How to complete this task:
Reproduce the entries below character for character.

Records contained in a dataset
"""
PR #1532, opened 2025-07-16
Upgrade to Quarkus 3.25.0.CR1

gsmet:

Thanks!

### DIFF
--- a/generated-platform-project/quarkus-camel/bom/pom.xml
+++ b/generated-platform-project/quarkus-camel/bom/pom.xml
@@ -8356,17 +8356,17 @@
       <dependency>
         <groupId>org.jetbrains.kotlin</groupId>
         <artifactId>kotlin-scripting-compiler-embeddable</artifactId>
-        <version>2.1.21</version>
+        <version>2.2.0</version>
       </dependency>
       <dependency>
         <groupId>org.jetbrains.kotlin</groupId>
         <artifactId>kotlin-scripting-compiler-impl-embeddable</artifactId>
-        <version>2.1.21</version>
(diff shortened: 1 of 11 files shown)


loicmathieu:
We had a bunch of firestore container issues lately, old version definitely suffer from it.
I'll have a look later as it fail in ecosystem CI also.

jamesnetherton:
> @jamesnetherton could you check what's going on with the Camel Quarkus failures?

I already took care of it https://github.com/apache/camel-quarkus/pull/7521.

We do nightly builds against the Quarkus `main` branch, so I am aware of these issues well in advance.

jamesnetherton:
> why you couldn't find the class anymore

Might be because `quarkus-devtools-utilities` got removed from `quarkus-junit5-internal`.

gsmet:
@loicmathieu we are using 2.17.1 already in `main` and we have the failure in `main`. From what I can see the container still requires Java 21.

This is going to be an issue as our LTS branches are failing and it's going to be hard to track their statuses.

Is there a way to pinpoint a version of the container that doesn't require Java 21?

If not, maybe we will need to update our CI to Java 21 but not checking our minimal version works is a bit unfortunate.

/cc @aloubyansky @rsvoboda

loicmathieu:
@gsmet sorry, the fix is not released yet.

I'll do a 2.17.2 release, older releases on LTS branches should not be affected as it's a rather new dev services.

gsmet:
@loicmathieu well, I think they are affected. I have the error in 3.15 and 3.20 AFAICS. But let me check...

PR #1540, opened 2025-07-24
Upgrade to Quarkiverse Google Cloud Services extension pack 2.18.0

loicmathieu:
@gsmet this new release is based on Quarkus 3.25 and contains the fix for the firestore container that fails tests.

Tell me if I need to create micro releases for older versions of Quarkus with this fix.


loicmathieu:
I'll prepare the micro versions soon

PR #1558, opened 2025-08-13
Upgrade to Quarkus 3.26.0.CR1

gsmet:

Thanks!


gsmet:
I'm surprised we don't have more tbh... I would have expected the `@ConfigMapping` lagging extensions to cause some failures.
"""
The completed task:
PR #1532, opened 2025-07-16
Upgrade to Quarkus 3.25.0.CR1

gsmet:

Thanks!

### DIFF
--- a/generated-platform-project/quarkus-camel/bom/pom.xml
+++ b/generated-platform-project/quarkus-camel/bom/pom.xml
@@ -8356,17 +8356,17 @@
       <dependency>
         <groupId>org.jetbrains.kotlin</groupId>
         <artifactId>kotlin-scripting-compiler-embeddable</artifactId>
-        <version>2.1.21</version>
+        <version>2.2.0</version>
       </dependency>
       <dependency>
         <groupId>org.jetbrains.kotlin</groupId>
         <artifactId>kotlin-scripting-compiler-impl-embeddable</artifactId>
-        <version>2.1.21</version>
(diff shortened: 1 of 11 files shown)


loicmathieu:
We had a bunch of firestore container issues lately, old version definitely suffer from it.
I'll have a look later as it fail in ecosystem CI also.

jamesnetherton:
> @jamesnetherton could you check what's going on with the Camel Quarkus failures?

I already took care of it https://github.com/apache/camel-quarkus/pull/7521.

We do nightly builds against the Quarkus `main` branch, so I am aware of these issues well in advance.

jamesnetherton:
> why you couldn't find the class anymore

Might be because `quarkus-devtools-utilities` got removed from `quarkus-junit5-internal`.

gsmet:
@loicmathieu we are using 2.17.1 already in `main` and we have the failure in `main`. From what I can see the container still requires Java 21.

This is going to be an issue as our LTS branches are failing and it's going to be hard to track their statuses.

Is there a way to pinpoint a version of the container that doesn't require Java 21?

If not, maybe we will need to update our CI to Java 21 but not checking our minimal version works is a bit unfortunate.

/cc @aloubyansky @rsvoboda

loicmathieu:
@gsmet sorry, the fix is not released yet.

I'll do a 2.17.2 release, older releases on LTS branches should not be affected as it's a rather new dev services.

gsmet:
@loicmathieu well, I think they are affected. I have the error in 3.15 and 3.20 AFAICS. But let me check...

PR #1540, opened 2025-07-24
Upgrade to Quarkiverse Google Cloud Services extension pack 2.18.0

loicmathieu:
@gsmet this new release is based on Quarkus 3.25 and contains the fix for the firestore container that fails tests.

Tell me if I need to create micro releases for older versions of Quarkus with this fix.


loicmathieu:
I'll prepare the micro versions soon

PR #1558, opened 2025-08-13
Upgrade to Quarkus 3.26.0.CR1

gsmet:

Thanks!


gsmet:
I'm surprised we don't have more tbh... I would have expected the `@ConfigMapping` lagging extensions to cause some failures.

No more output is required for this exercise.